First, this is hilarious. And I promise, someday I’ll stop talking about the marathon… but, it’s time to talk recovery.
I read several articles about what to do in recovery. How your body reacts after you ask it to run 26.2 miles. How you go through a bit of a let down. How it’s much like recovering from a bad car accident… but nothing prepared me for the way I’ve felt the last few weeks.
First, let’s discuss a bit of what happened in the hours after the marathon. The gastric disturbance that hit me like a tidal wave is something I won’t soon forget. I cried out many times from the bathroom that I had done “irreparable damage to my body!!!” And “someone make it stop!!!!” A shower, a long bath, some prayers, an exorcism of my intestines, and multiple trips to the toilet later, I finally thought I might actually survive. My entire body was spasming at one point. My fingers were shaking. I wasn’t hungry at all but had to force myself to eat a banana and a RX Bar to get some calories in. The plan was to order room service, but I made us get up and get out and go to a restaurant. That was probably the best thing we could have done. The first several steps were hard but the more we walked around the better we felt. And wearing our bling around town felt pretty amazing :).
The muscle soreness lasted for days on end. Never again, will I run a race on concrete roads.
Also. My toes. The saga of my toes has consumed the majority of my conversations the last 2 1/2 weeks. 5/10 are black. Some partially, some completely. One developed a blood blister underneath the nail and I was able to pop it and drain it. It was both fascinating and disgusting.
5 days into recovery, my big toe on my right foot began throbbing at night when I was sleeping. By Saturday morning, I couldn’t take anymore. I decided to try to trim my toenail.
A biblical around of reddish, watery fluid shot out across the room. I screamed. I lightly pressed on the nail, and gallons more poured out. I ran to my husband in a complete freak out.
THE PAIN BEGAN. Imagine the pain of cutting your nail way too short… so short it’s bleeding. And then you shove that nail into a bowl of lemon juice, hot sauce, and salt. And then multiply that by 10. I was crying and praying and blinded by pain. I finally found relief by coating the toenail in antibiotic ointment with pain relief and wrapping it in a bandage.
Somehow, I managed to put on heels and go to a wedding.
That toenail is still threatening to fall off. It’s half black and liquid still oozes out after I shower. I think there was a huge blister under the nail and I popped it. And now there’s a gap under the nail. It’s so gross.
And no. I’m not posting a pic. There are plenty of pictures of runners toenails online if you want a visual.
And while Brian has every other runner issue known to main, he does not suffer from black toenails 😂. Lucky guy!
As far as running goes, we took the advice of several and took a solid 7 days off. My first day back, was the day of the toe incident so I didn’t do well at all. Brian, however, ran a 30 min 5K. Jerk.
Our next run, I could feel every single muscle in my legs. Both hamstrings were super tight. I ended up with only 2 miles.
I’m finally back to running 3 miles with a 10:45 average, but it’s been slow going.

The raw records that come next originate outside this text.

PR #314, opened 2015-04-29
Fixes #303 - Stacked bar series reuses bar series

### LINKED ISSUE #303: Stacked bar series should use stacked bar series.
The implementation for the bar series and the stacked bar series are quite similar. The stacked bar series would wrap the bar series to reduce code duplication. A good example of where we do this already is `movingAverage.js` where we use `fc.series.line()` internally.

janakerman:
#303 The stacked series simply sets the various accessors, the baseline,
and the scales on the bar series, letting the bar series do the
work.


chrisprice:
Maybe y0 rather than baseline?

components/series/bar.js
```diff
@@ -23,9 +24,13 @@
                     .attr('x', function(d) {
                         return x(d) - width / 2;
                     })
-                    .attr('y', function(d) { return y(d); })
+                    .attr('y', function(d) {
```
chrisprice: The anonymous function isn't needed here.

components/series/bar.js
```diff
@@ -38,6 +43,7 @@
         bar.barWidth = fc.utilities.functorProperty(fc.utilities.fractionalBarWidth(0.75));
         bar.yValue = fc.utilities.property(function(d) { return d.close; });
         bar.xValue = fc.utilities.property(function(d) { return d.date; });
+        bar.baseline = fc.utilities.property(function(d) { return 0; });
```
chrisprice: If you use a functor property then you won't need the anonymous function.

components/series/stackedBar.js
```diff
@@ -7,39 +7,29 @@
...
-                // update
-                bar.attr('x', function(d) { return stackedBar.xScale.value(stackLayout.x()(d)) - width / 2; })
-                    .attr('y', function(d) {
-                        return stackedBar.yScale.value(stackLayout.y()(d) + stackedBar.y0.value(d));
-                    })
-                    .attr('width', width)
-                    .attr('height', function(d) {
-                        var baselineValue = stackedBar.y0.value(d);
-                        var topValue = stackLayout.y()(d);
+                var series = container.selectAll('g.stacked-bar').data(layeredData);
```
chrisprice: This doesn't follow the line break conventions.

components/series/stackedBar.js
```diff
@@ -7,39 +7,29 @@
...
 
-                        var bottomPixel = stackedBar.yScale.value(baselineValue);
-                        var topPixel = stackedBar.yScale.value(topValue + baselineValue);
+                series.enter().append('g').attr('class', 'stacked-bar');
```
chrisprice: And here.

components/series/stackedBar.js
```diff
@@ -52,10 +42,17 @@
         stackedBar.yScale = fc.utilities.property(d3.scale.linear());
 
         // Implicitly dependant on the implementation of the stack layout's `out`.
-        stackedBar.y0 = fc.utilities.property(function(d) {
+        stackedBar.y0Value = fc.utilities.property(function(d) {
```
chrisprice: I think these names are good.

components/utilities/rebind.js
```diff
@@ -18,6 +18,7 @@
                     return value === source ? target : value;
                 };
             });
+        return target;
```
chrisprice: Good catch!

chrisprice:
This really tidies things up, nice one!

chrisprice:
I'm guessing this is good to merge now. Thanks @janakerman!

Issue #249, opened 2015-01-16
Use update pattern for mouse over overlay in tools


jleft:
```js
 if (!data.__fan__.overlay) {
    container.append('rect')
        .style('visibility', 'hidden');
    data.__fan__.overlay = true;
}
```

PR #317, opened 2015-05-01
Low barrel example

chrisprice:
Currently a visual test but it may be moved to the website.

It also removes the crazyness from crosshairs as referenced by #249, this needs rolling out though...


ColinEberhardt:
Cool example, I'll go through the code later, and probably merge it into the website :-)

ColinEberhardt:
I've merged in your component changes, and will add low-barrel to the website shortly.

PR #319, opened 2015-05-01
gh-pages - ready for review

ColinEberhardt:
The gh-pages are almost complete, needs a few additional bits of information, but I think now is a good time for review:

http://colineberhardt.github.io/d3-financial-components/


chrisprice:
Looks good, minor points:

* [ ] The series are rendering outside their borders on the components screen.
* [ ] Maybe drop the stroke on the band series, the stroke down the side stops it looking very good.

ColinEberhardt:
- [ ] Prevent google from crawling forks

jleft:
Looking good :+1:

PR #322, opened 2015-05-01
Change dataGenerator namespace from fc.utilities.dataGenerator to fc.dataGenerator

jleft:


chrisprice:
Thanks @jleft. 

A good reason we should be using proper imports (#275).

PR #324, opened 2015-05-01
Restructure algorithms/math

jleft:


ColinEberhardt:
Thanks, let me know when you at done with all the restructuring I'll update the website

jleft:
@ColinEberhardt - I've done all of the restructuring I was intending to do. As long as everyone is happy with this, then I think it's fine to update the website. Sorry if the changes have caused extra work - hopefully it won't be much more than find & replace!

jleft:
The only other change which may be worth considering is renaming the `components` directory to `src` - I'm not sure if this is worth it now though?

chrisprice:
I would also like to see components renamed but I'm not sure how much
effort is required?

PR #326, opened 2015-05-01
Add grunt-contrib-connect, a simple web server for viewing the visual tests

jleft:
My aim is to make it even easier for someone to get a web server started to view the visual tests. If it's not worth the extra bloat, then feel free to close :-).

### DIFF
--- a/Gruntfile.js
+++ b/Gruntfile.js
@@ -76,6 +76,19 @@ module.exports = function (grunt) {
             }
         },
 
+        connect: {
+            options: {
+                base: 'visual-tests/dist',
+                useAvailablePort: true
+            },
+            dev: { },
+            keepalive: {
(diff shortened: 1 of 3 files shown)


ColinEberhardt:
Nice idea, anything that makes it easier for people to build and contribute gets my vote.

In the readme, perhaps rather than an exhaustive list of the tasks, just detail the key ones? Or highlight the two (one for development, one for release builds) that are most commonly used?

jleft:
> In the readme, perhaps rather than an exhaustive list of the tasks, just detail the key ones? Or highlight the two (one for development, one for release builds) that are most commonly used?

Sure, I've updated :-)

ColinEberhardt:
Awesome!

PR #331, opened 2015-05-05
Interpolation support

### LINKED ISSUE #296: Expose d3 line path data generator in line series
The [line series uses D3's line generator](https://github.com/ScottLogic/d3-financial-components/blob/15ed4891537a32252c743096baa29fc09008537f/components/series/line.js#L10) to generate the path data for the line.

This line generator is great, and has lots of useful features, such an [interpolation](https://github.com/mbostock/d3/wiki/SVG-Shapes#line_interpolate), but the user isn't able to modify these properties; it would be nice if they could.

jleft:
Resolves #296

### DIFF
--- a/src/series/area.js
+++ b/src/series/area.js
@@ -42,6 +42,6 @@
         area.xValue = fc.utilities.property(function(d) { return d.date; });
 
 
-        return d3.rebind(area, areaData, 'interpolate');
+        return d3.rebind(area, areaData, 'interpolate', 'tension');
     };
 }(d3, fc));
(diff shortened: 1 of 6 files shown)


ColinEberhardt:
This looks like a useful addition. Although if  `interpolate` is being exposed does it also make sense to expose `tension`?

jleft:
> Although if `interpolate` is being exposed does it also make sense to expose `tension`?

Yes, I think so - good idea! I've updated to expose `tension` too.

ColinEberhardt:
Nice one - thanks.

PR #332, opened 2015-05-05
Add seedrandom to support seeded random number generation for the visual tests

jleft:
Many visual tests rely upon `fc.dataGenerator`, which uses `Math.random()` to generate the data values. This is great for producing varied data, but sometimes, when debugging for example, it it is useful to use the same dataset.

This pull request adds [seedrandom](https://github.com/davidbau/seedrandom) as a development dependency, which allows `Math.random()` to be seeded and `fc.dataGenerator` to produce consistent values. This can be included in the visual tests by running `grunt build:visual-tests-debug`.

Does this seem like a good idea? Is this a reasonable approach?

### DIFF
--- a/Gruntfile.js
+++ b/Gruntfile.js
@@ -19,6 +19,22 @@ module.exports = function (grunt) {
             visualTestJsFiles: [
                 'visual-tests/src/**/*.js'
             ],
+            visualTestSiteFiles: [
+                // Index page
+                {
+                    expand: true,
+                    cwd: 'visual-tests/src/site/pages/',
+                    src: ['index.hbs'],
+                    dest: 'visual-tests/dist/'
+                },
+                // Test fixtures
+                {
+                    expand: true,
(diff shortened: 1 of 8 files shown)


ColinEberhardt:
Definitely a worthwhile addition. Although I wonder whether it is worth adding another test target just for this? I'd be happy for the visual tests to always run with the seeded random number.

@chrisprice any thoughts?

chrisprice:
Maybe we could always include seedrandom in the page but seed it with the query string from the URL if it exists?

jleft:
Thanks for the feedback :)

> Although I wonder whether it is worth adding another test target just for this?

Agreed, I didn't really like adding the extra target - I've removed this.

> Maybe we could always include seedrandom in the page but seed it with the query string from the URL if it exists?

Nice idea, I've updated to include this.

chrisprice:
LGTM, thanks!

PR #333, opened 2015-05-06
Update Travis to run against Node.js 0.12 and io.js

jleft:
As Node.js is now at version 0.12.x, I thought it would be worth Travis running the build against this. I've also added io.js as an allowed failure - this isn't as important, but may be useful/interesting to have.


ColinEberhardt:
Thanks, definitely worth keeping up to date.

Now, the let-down. The line that keeps running through my head is from a Lauren Daigle song “You Say.” It goes “Am I more than just the sum of every high and every low? Remind me once again because I need to know.” The last three years have been full of lots of lows… lows that drew me closer to God than I ever knew possible. And mountains of highs… celebrations of miracles God has done in my life. And suddenly, I am finding myself in the mundane. Nothing on the horizon. No great challenge to concur. Just God calling me to be still. Be quiet. And wait for Him to give further instructions. I hate waiting. I hate being patient. I’m a doer. A mover. A shaker. A get-it-some girl. I’m not a be quiet and still girl. God knows this. But He also knows I can be very obedient and loyal… and so here I am. Quiet. Reading my Bible and praying. And waiting. Waiting for His call. He knows He already has my “yes”. I thought it was insane when He called me to run a marathon, but I said yes. He knows that if He asked me to move to Antarctica tomorrow, I would pack up and go. But He’s asking me to be quiet. Be still. And wait. So here I am.
Are you finding yourself in a place of recovery? Maybe you are coming out of a huge trial and trying to get used to the mundane. Or maybe you’re coming off a mountaintop and finding yourself folding laundry and catching up on “This is Us” and wondering if this is where you’re meant to be at this moment (like me).
Let’s pray together, shall we?
Dear Heavenly Father, You are faithful. You have walked us through countless valleys and celebrated with us on many a mountaintop. God, we know YOU can do ANYTHING through us and God we are anxiously awaiting Your next move. We want Your perfect Will for our lives. But God, we also know there is beauty in the waiting. You will meet us here. Just please help us to be patient in the waiting. Help us to be obedient. Help us to submit and prepare our hearts for what You’ve got planned next. We love you. In Jesus Name, Amen.